Czerwone światło na sygnalizatorze i zamknięta rogatka nie powstrzymały ani pieszych, ani kierowców

Jedna z rogatek na przejeździe kolejowym nie działała. Nie przeszkodziło to kierowcom
Czerwone światło na sygnalizatorze i uszkodzona jedna z rogatek. Kierowcy wjeżdżali na przejazd
Źródło: TVN24

Piesi i kierowcy wchodzili i wjeżdżali na jeden z przejazdów kolejowych w Bolesławcu pomimo opuszczonej rogatki. Jeden ze szlabanów nie podniósł się, bo wcześniej uszkodził go rowerzysta. O awarii mieszkaniec miasta próbował powiadomić kolejarzy, jednak zgłoszenia poprzez słupek alarmowy nikt nie odebrał. - Wiedzieliśmy o uszkodzeniu szlabanu, obsługa pociągów została poinformowana o sprawie – mówi przedstawiciel PKP. 
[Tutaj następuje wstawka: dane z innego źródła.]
PR #530, opened 2017-03-27
add host connectability component

avahowell:
This PR adds a new component to the Host plugin's header which displays the connectability status of the host's `NetAddress`.

Screenshots:
host2
sia1


DavidVorick:
'Host Connectable' is pretty clunky for terminology. Also, probably does not need to be displayed if the host is both not accepting contracts and also does not have any contracts (it means the user is not running a host).

Fornax96:
The 20000 number is more of an advice than a hard requirement right? What if the price triples tomorrow, will the UI need to be updated with a new number?

RE: 'Host Connectable' is pretty clunky for terminology.
I'd say "Host Reachable" sounds better.

plugins/Hosting/js/sagas/saga.js
```diff
@@ -204,6 +206,33 @@ function *requestDefaultSettingsSaga() {
...
 }
 
+// getHostStatus returns a promise that resolves with `true` if the provided
+// netaddress is connectable, or `false` if it is not connectable. The input
+// 'hostAddr' must be an address in the URL format, eg:
+// tcp://123.456.789.0:9982
+const getHostStatus = (hostAddr) => new Promise((resolve) => {
+	const hostUrl = url.parse(hostAddr)
+	const socket = net.connect(hostUrl.port, hostUrl.hostname)
+	socket.setTimeout(15e3) // 15 second host connectability timeout
```
DavidVorick: I'd aim for closer to 10 minutes. Host status isn't going to change faster than that, and it gives you more time to be certain that you are actually offline if nobody is interacting with you.

DavidVorick: oh wait, this doesn't use the RPC metrics. I see now why you say 'connectable'.

If you look at the RPC metrics you will be able to tell whether people are actually connecting to you or not. Just because you are connectible doesn't mean that your most recent host announcement has the right net address, or that there isn't some other misconfiguration that is preventing renters from seeing you. And after we add proof of burn, you might just not have burned enough coins to be grabbing renter's attention.

So you really do want to be looking at the RPC metrics, they are going to give you a more complete picture than simply pinging yourself.

lukechampine: You would need to save the initial values on startup and then check for an increase in non-error calls. Not sure how long it takes on average to get one connection.
I think having both would be ideal, but make it clear that one of them just means your port is properly opened. As an example, Transmission has a button that you can use to manually test your port:

DavidVorick: Less than 10 minutes to get your first ping.

Interestingly, seems that hosts can get pings even if their ports are not open. Presumably from their own hostdb? Not sure

avahowell: I'm in favor of having both an open port check component and a more fuzzy 'Host Health' component, I believe both have their uses. It's useful to know if your Host is connectable from the outside world separately from if you are receiving settings calls. What if we add another component to this PR that conveys a 'health' metric based on the historic values of the RPC metrics?

DavidVorick: That's probably too abstract. If it's not immediately obvious what the thing means, we're going to have 100 users asking us what it means and why it's not 100%, etc.

I think what would be best would be to have a single field in the bar, like we already have, that only displays if you are actively hosting (or have contracts), which either says 'Host is Working' (or something to that effect), 'Host cannot be Reached' (or something to that effect), or 'Host is not Visible to Renters' (or something to that effect). And if we add more potential ways to detect that something in the host does not seem to be working, we'll add those too to the potential failure messages.

And if multiple failures are active, we'll have a sensible priority. For example, if your ports aren't forwarded, then it doesn't really make sense to point out that renter's can't contact you. Just mentioning the port thing should be enough.

avahowell: Agreed- I'll update this PR to add a few more states for this component, based on the Host's RPC stats.

avahowell:
I've updated the host status component to track both the connectability and the 'working status' of the host, where 'working status' is determined by if the host's `SettingsCalls` metric has increased over the period of 15 minutes. The component displays 3 states:

- Host Unreachable (cannot be connected to at its NetAddress)
- Host Inactive (can be connected to, but has not received a SettingsCall in the last 15 muntes)
- Host Online (is both connectible and has received a settingscall in the last 15 minutes).

I also added a helpful hover arrow box that explains each state.

Screenshots:

host1
host2
host3
host5

plugins/Hosting/js/sagas/saga.js
```diff
@@ -204,6 +206,63 @@ function *requestDefaultSettingsSaga() {
...
+	})
+})
+
+// hostWorkingStatusSaga compares the host's current `settingscalls` metric and
+// sets `working` to false if it has not increased.
+function *hostWorkingStatusSaga() {
+	try {
+		const hostData = yield siadCall('/host')
+		const nPreviousSettingsCalls = yield select((state) => state.hostingReducer.get('nSettingsCalls'))
+		if (nPreviousSettingsCalls >= hostData.networkmetrics.settingscalls) {
```
DavidVorick: I would look, over the course of 15 minutes, for at least 3 settings calls, instead of just 1

avahowell:
I added an additional state for this component, displayed on launch before the first check happens:

host6
host7

PR #532, opened 2017-04-01
add progress bar to sync status component

avahowell:
This PR adds a progress bar to the sync status component, to inform users the progress of IBD.

sia1

### DIFF
--- a/js/rendererjs/statusbar.js
+++ b/js/rendererjs/statusbar.js
@@ -15,9 +15,9 @@ const currentEstimatedHeight = () => {
 }
 
 // estimatedProgress returns the estimated sync progress given the current
-// blockheight, as a number from 0 -> 100
+// blockheight, as a number from 0 -> 99
 const estimatedProgress = (currentHeight) =>
-	currentHeight / currentEstimatedHeight() * 100
+	Math.min(currentHeight / currentEstimatedHeight() * 100, 99)
 
 // -- components --
 
--- a/js/rendererjs/statusbar.js
+++ b/js/rendererjs/statusbar.js
@@ -1,14 +1,57 @@
 import React, { PropTypes } from 'react'
 
-const redColor = '#E0000B'
-const greenColor = '#00CBA0'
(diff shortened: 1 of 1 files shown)


js/rendererjs/statusbar.js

Ulica Modłowa w Bolesławcu. Na ustawionych przed przejazdem kolejowym sygnalizatorach pulsuje czerwone światło. Znak, że na przejazd nie można wjechać. Jednak trzy z czterech szlabanów są podniesione. Przejazd blokuje tylko jedna rogatka. Przechodzi przez niego kobieta z wózkiem i dzieckiem, które prowadzi za rękę. Przejazd pokonują też kolejni zniecierpliwieni kierowcy. Wjeżdżają na przeciwny pas ruchu i omijają szlaban blokujący drogę. Inni, zdezorientowani, stoją przed przejazdem. OGLĄDAJ NA ŻYWO W TVN24 GO >>> Autor nagrania próbuje zgłosić awarię szlabanu przy pomocy stojącego przy przejeździe słupka alarmowo-rozmównego. Jednak kilkukrotne próby nawiązania połączenia okazują się bezskuteczne. Połączenia z obsługą przejazdu nie udaje się nawiązać.

Jedna z rogatek na przejeździe kolejowym nie działała. Nie przeszkodziło to kierowcom
Jedna z rogatek na przejeździe kolejowym nie działała. Nie przeszkodziło to kierowcom
Źródło: TVN24 Wrocław/ Andrzej Stefańczyk

Przejazd wcześniej uszkodził rowerzysta

Jak tłumaczy Mirosław Siemieniec, rzecznik PKP Polskich Linii Kolejowych S.A., rogatka została wcześniej uszkodzona przez rowerzystę, który po opuszczeniu szlabanów postanowił przejść przez tory. Kolejarze o awarii wiedzieli. Jednak dojazd ekipy serwisowej na miejsce trwa około 20 minut. A w tym czasie kierowcy zaczęli slalomem pokonywać przejazd. - Rowerzysta wyłamał jedną z rogatek, a to, po pierwsze, automatycznie spowodowało przekazanie informacji do służb technicznych, że należy interweniować. Po drugie, spowodowało natychmiastowe wprowadzenie ograniczenia prędkości na tym przejeździe do 20 kilometrów na godzinę i podawanie sygnałów dźwiękowych przez przejeżdżające pociągi – relacjonuje Siemieniec. I dodaje, że efektem wyłamania jednego ze szlabanów przez rowerzystę było też to, że po otwarciu rogatek jedna pozostała zamknięta, by utrudnić komunikację kierowcom i pieszym.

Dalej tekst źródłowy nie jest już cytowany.